### Task goal
From first line to last, write out the data precisely as shown.

[Saved entries]
PR #2285, opened 2022-07-21
feat(www): implements new introduction section

ixahmedxi:

PR #2287, opened 2022-07-21
feat(www): implements new features section

ixahmedxi:
needs https://github.com/trpc/trpc/pull/2285

### DIFF
--- a/www/src/components/SectionTitle.tsx
+++ b/www/src/components/SectionTitle.tsx
@@ -1,0 +1,17 @@
+import React, { FC } from 'react';
+
+type SectionTitleProps = {
+  readonly title: string;
+  readonly description: string;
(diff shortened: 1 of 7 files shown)


www/src/components/SectionTitle.tsx
```diff
@@ -0,0 +1,17 @@
+import React, { FC } from 'react';
+
+type SectionTitleProps = {
+  readonly title: string;
+  readonly description: string;
+};
+
+export const SectionTitle: FC<SectionTitleProps> = ({ title, description }) => {
```
ixahmedxi, line 8: There are other sections in the design that will also have a title and a description with the same styling, hence why I opted into making a component for that. It will be used in the future with other sections as well.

### Result of the task
PR #2285, opened 2022-07-21
feat(www): implements new introduction section

ixahmedxi:

PR #2287, opened 2022-07-21
feat(www): implements new features section

ixahmedxi:
needs https://github.com/trpc/trpc/pull/2285

### DIFF
--- a/www/src/components/SectionTitle.tsx
+++ b/www/src/components/SectionTitle.tsx
@@ -1,0 +1,17 @@
+import React, { FC } from 'react';
+
+type SectionTitleProps = {
+  readonly title: string;
+  readonly description: string;
(diff shortened: 1 of 7 files shown)


www/src/components/SectionTitle.tsx
```diff
@@ -0,0 +1,17 @@
+import React, { FC } from 'react';
+
+type SectionTitleProps = {
+  readonly title: string;
+  readonly description: string;
+};
+
+export const SectionTitle: FC<SectionTitleProps> = ({ title, description }) => {
```
ixahmedxi, line 8: There are other sections in the design that will also have a title and a description with the same styling, hence why I opted into making a component for that. It will be used in the future with other sections as well.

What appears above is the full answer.